Nouvelle critique de « Mouse: P.I. For Hire » – un Doom en noir et blanc sur les souris.

Nouvelle critique de « Mouse: P.I. For Hire » – un Doom en noir et blanc sur les souris.

16 hardware

Paramètre Minimum Recommandé Processeur Intel Core i5‑9500 (3,0 GHz) / AMD Ryzen 5 3400G (3,7 GHz) Intel Core i5‑9600 (3,1 GHz) / AMD Ryzen 5 3600 (3,6 GHz) Mémoire vive 12 GB 16 GB Carte graphique DirectX 12 ; 6–8 GB de mémoire (NVIDIA GeForce GTX 1060 / AMD Radeon RX 580) DirectX 12 ; 8–12 GB de mémoire (NVIDIA GeForce RTX 3060 / AMD Radeon RX 7600) Disque dur 11 GB d’espace libre – Le jeu a été lancé sur PlayStation 5.

Mouse : P.I. For Hire
Qu’est‑ce qui attire l’attention ?
Dès le premier regard sur la bande-annonce «Mouse : P.I. For Hire», les joueurs s’intéressent. Il s’agit d’un dessin animé interactif dans le style des classiques Disney, mais avec des éléments de shooter et d’aventure noir. Le rôle principal est doublé par Troy Baker. Sur Steam, le projet a attiré plus d’un million cinq‑vingt‑deux mille personnes, et beaucoup se demandaient s’il y aurait quelque chose de plus que simplement un style visuel attrayant ? Il s’est avéré que les inquiétudes étaient infondées.

Graphismes
Le jeu est réalisé dans le style «rubber‑hose animation». Dans cette approche, les personnages et objets présentent des courbures fluides : genoux, coudes, doigts semblent flexibles, comme faits de caoutchouc. Cela rappelle les dessins animés des années 20 – Mickey Mouse dans «Le bateau de Willy», Oswald le lapin et Capitaine Poisson.

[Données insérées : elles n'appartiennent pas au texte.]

PR #335, opened 2026-08-21
PDASHOSS01-87 Adding AI reasoning complexity score to the pi dash issue

irichard00:
## Summary

Adds an integer `complexity_score` metadata field to the Issue — an AI-reasoning-complexity rating used to route an issue to an LLM of matching capability.

- `0` means **"no score"** (unrated) and is the **default**.
- A rated issue takes an integer **1..10**.
- Values outside `0..10` are rejected (rule check).

Deriving/rating the score is intentionally **out of scope** for this change (per the issue) — this only adds the field, its bounds, and API exposure.

## Changes

- **Model** (`db/models/issue.py`): `complexity_score = IntegerField(default=0, validators=[MinValueValidator(0), MaxValueValidator(10)])`.
- **Migration** `0159_issue_complexity_score` — additive; existing issues take the `0` default.
- **Serializers** (`app/serializers/issue.py`): exposed on `IssueSerializer` and `IssueFlatSerializer`; auto-included on the write path (`IssueCreateSerializer` uses `exclude`). Added `validate_complexity_score` for a clear, field-scoped rule-check error message.
- **Porter serializer** (`utils/porters/serializers/issue.py`): added to the export field list.
- **Tests** (`tests/unit/serializers/test_issue_complexity_score.py`): default is 0; accepts 0/1/5/10; rejects -1/11/100; save round-trips.

## Validation

- Targeted test: 9/9 pass (incl. DB round-trip proving the column).
- Regression: `tests/unit/serializers/` + `test_issue_assigned_pod.py` = 58/58 pass.
- `makemigrations db --check`: `0159` captures the field; no missing migration for `complexity_score`.

## Follow-ups (not in this PR)

`IssueVersion` snapshot, activity-history tracking, frontend TS types / UI control, and CSV exporter column are left for separate triage.

### DIFF
--- a/apps/api/pi_dash/app/serializers/issue.py
+++ b/apps/api/pi_dash/app/serializers/issue.py
@@ -98,6 +98,7 @@ class IssueFlatSerializer(BaseSerializer):
             "description_json",
             "description_html",
             "priority",
+            "complexity_score",
             "start_date",
             "target_date",
             "sequence_id",
@@ -173,6 +174,19 @@ class IssueCreateSerializer(BaseSerializer):
         label_ids = self.initial_data.get("label_ids")
         data["label_ids"] = label_ids if label_ids else []
         return data
+
+    def validate_complexity_score(self, value):
+        # AI-reasoning complexity rule check: only 0..10 is allowed. 0 means
+        # "no score" (unrated); a rated issue is 1..10. The model already carries
+        # Min/Max validators, but re-checking here gives a precise, field-scoped
+        # error instead of DRF's generic min/max wording.
+        if value is None:
+            return value
+        if not 0 <= value <= 10:
+            raise serializers.ValidationError(
+                "complexity_score must be an integer from 0 to 10 (0 means unrated)."
+            )
+        return value
 
     def validate(self, attrs):
         allow_triage = self.context.get("allow_triage_state", False)
@@ -991,6 +1005,7 @@ class IssueSerializer(DynamicBaseSerializer):
             "completed_at",
             "estimate_point",
             "priority",
+            "complexity_score",
             "start_date",
             "target_date",
             "sequence_id",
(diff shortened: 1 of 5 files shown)


irichard00:
## Code review — `complexity_score` (PDASHOSS01-87)

**Verdict: approve.** The change is minimal, additive, and satisfies every acceptance criterion. No blocking issues found.

### What I verified
- **Model** — `Issue.complexity_score = IntegerField(default=0, validators=[Min(0), Max(10)])`. Default `0` = unrated; rated is `1..10`. ✔
- **Migration** `0159_issue_complexity_score` — additive `AddField`, depends on `0158_test_cadence_fields` (the true head on `main`; no numbering collision). No data migration needed — existing rows take the `0` default. ✔
- **Write path** — `issue/base.py:208` routes `create`/`update`/`partial_update` to `IssueCreateSerializer`, which uses `exclude=` so the field is auto-included, plus an explicit `validate_complexity_score` for a precise rule-check message. Both create and PATCH are covered. ✔
- **Read / export** — exposed on `IssueSerializer`, `IssueFlatSerializer`, and `IssueExportSerializer`. GET returns the value. ✔
- **Tests** — `test_issue_complexity_score.py`: default-is-0, accepts 0/1/5/10, rejects -1/11/100, DB round-trip. **Ran the suite independently in the Docker harness: 9/9 pass; serializer dir 55/55, no regressions.** ✔

### Notes (non-blocking, already flagged as out of scope by the author)
The issue scoped this to "add the field"; the rating logic is explicitly out of scope. These are reasonable follow-ups, not gaps in this PR:
- `IssueVersion` snapshot does not carry `complexity_score`.
- Activity-history tracking (`bgtasks/issue_activities_task.py` `track_priority` pattern) does not track changes to this field.
- No frontend TS type / UI control.
- CSV **import** path not touched (export column added).

The `if value is None: return value` guard in `validate_complexity_score` is dead-but-harmless — the non-nullable model field means DRF rejects `null` before the validator runs. Fine to leave.

Ready to merge from my side.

* Personnages – du détective principal aux passants dans les rues de Mousbourg.
* Objets – pièces, affiches, portes qui se courbent lorsqu’elles s’ouvrent à la patte.
* Lumière et contour – nuances vives et fine ligne noire soulignent les éléments interactifs sur un environnement 3D plus simple.

Tout est réalisé en monochrome, ce qui renforce l’ambiance noires. Dans un tel monde, raconter une histoire joyeuse est difficile ; à la place, le jeu plonge dans un univers sombre de criminalité et de conflits entre souris‑métallurgistes.

Intrigue
Le protagoniste est le détective privé Jack Pepper, que le joueur contrôle. Il rappelle Max Pain : il commente les événements avec une voix fatiguée. Troy Baker apporte du contraste – son timbre et ses intonations se marient bien avec le style graphique «rubber‑hose», créant un équilibre entre drame noir et humour cartoon.

Jack collecte des fromages au lieu de trousses de premiers secours, et dans les dialogues il utilise souvent le mot «fromage». Les contrebandiers l’appellent «fromagistes», et l’arôme de cigarettes est remplacé par l’odeur de gouda. Le jeu regorge de jeux de mots et d’allusions à la pop‑culture : version souris d’Indiana Jones, réinterprétation d’«American Gothic» avec des souris au lieu d’humains.

Évaluation
L’intrigue est captivante, mais peut légèrement s’essouffler après une semaine. Néanmoins, chaque nouveau personnage est unique, et les vieux journaux dévoilent les détails de la vie à Mousbourg. La campagne dure environ 15 heures et ne semble jamais monotone grâce à la variété d’allusions et d’humour.

Conclusion : Mouse : P.I. For Hire est un mélange éclatant de noir, de shooter et d’animation classique avec des dialogues originaux et une jouabilité intéressante. Les exigences techniques sont modestes, ce qui rend le jeu accessible à un large public.